*Your instructions*: Only one span of the listing below is wanted: the lines from the one with "Fix merge conflicts with v2 into main" through the one with "Ah..yes. Let me do this again.", reproduced exactly, both ends kept.

-- Exercise materials follows --

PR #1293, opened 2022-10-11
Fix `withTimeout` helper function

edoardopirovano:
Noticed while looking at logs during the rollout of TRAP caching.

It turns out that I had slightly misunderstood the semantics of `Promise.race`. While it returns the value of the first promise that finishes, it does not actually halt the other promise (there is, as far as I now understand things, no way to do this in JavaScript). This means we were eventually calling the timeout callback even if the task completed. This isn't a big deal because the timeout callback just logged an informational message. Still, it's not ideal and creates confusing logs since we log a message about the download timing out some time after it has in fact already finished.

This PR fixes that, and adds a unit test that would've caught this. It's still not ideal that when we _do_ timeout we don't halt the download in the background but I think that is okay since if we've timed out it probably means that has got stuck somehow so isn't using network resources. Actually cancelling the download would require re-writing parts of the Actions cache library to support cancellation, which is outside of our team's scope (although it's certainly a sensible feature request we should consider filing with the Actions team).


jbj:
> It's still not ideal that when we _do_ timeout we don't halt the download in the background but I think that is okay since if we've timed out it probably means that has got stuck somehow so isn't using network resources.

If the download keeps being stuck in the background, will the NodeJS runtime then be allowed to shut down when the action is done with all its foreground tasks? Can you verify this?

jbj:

-- Exercise materials concluded --
-- Exercise materials follows --

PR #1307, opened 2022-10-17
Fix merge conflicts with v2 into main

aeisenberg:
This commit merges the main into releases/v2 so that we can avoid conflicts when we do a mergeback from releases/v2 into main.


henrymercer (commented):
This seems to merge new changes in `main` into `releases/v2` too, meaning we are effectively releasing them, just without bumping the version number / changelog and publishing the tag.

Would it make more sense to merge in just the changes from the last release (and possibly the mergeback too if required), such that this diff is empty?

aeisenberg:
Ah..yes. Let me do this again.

-- Exercise materials concluded --

*Expected answer*:
Fix merge conflicts with v2 into main

aeisenberg:
This commit merges the main into releases/v2 so that we can avoid conflicts when we do a mergeback from releases/v2 into main.


henrymercer (commented):
This seems to merge new changes in `main` into `releases/v2` too, meaning we are effectively releasing them, just without bumping the version number / changelog and publishing the tag.

Would it make more sense to merge in just the changes from the last release (and possibly the mergeback too if required), such that this diff is empty?

aeisenberg:
Ah..yes. Let me do this again.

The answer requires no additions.